*Goal of the exercise:* The records below need retyping in full; give them again exactly.

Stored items
PR #16991, opened 2023-04-14
Fetch priority

### LINKED ISSUE #16989: "fetchPriority" for script tags
# Feature Request
Ability to set _fetchPriority_ attribute on script tags.

Webpack doesn't offer any way to set _fetchPriority_ attribute on script tags that are managed/added by webpack.

I propose adding `output.scriptFetchPriorty` option with values `boolean = false, string: 'high' | 'low' | 'auto'`
When !== false, it is used in LoadScriptRuntimeModule to add the attribute to the script tag.

## Relevant links
https://html.spec.whatwg.org/multipage/scripting.html#the-script-element
https://developer.mozilla.org/en-US/docs/Web/HTML/Element/script#browser_compatibility

aboktor:
## Summary
fixes #16989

*Worked solution:*
PR #16991, opened 2023-04-14
Fetch priority

### LINKED ISSUE #16989: "fetchPriority" for script tags
# Feature Request
Ability to set _fetchPriority_ attribute on script tags.

Webpack doesn't offer any way to set _fetchPriority_ attribute on script tags that are managed/added by webpack.

I propose adding `output.scriptFetchPriorty` option with values `boolean = false, string: 'high' | 'low' | 'auto'`
When !== false, it is used in LoadScriptRuntimeModule to add the attribute to the script tag.

## Relevant links
https://html.spec.whatwg.org/multipage/scripting.html#the-script-element
https://developer.mozilla.org/en-US/docs/Web/HTML/Element/script#browser_compatibility

aboktor:
## Summary
fixes #16989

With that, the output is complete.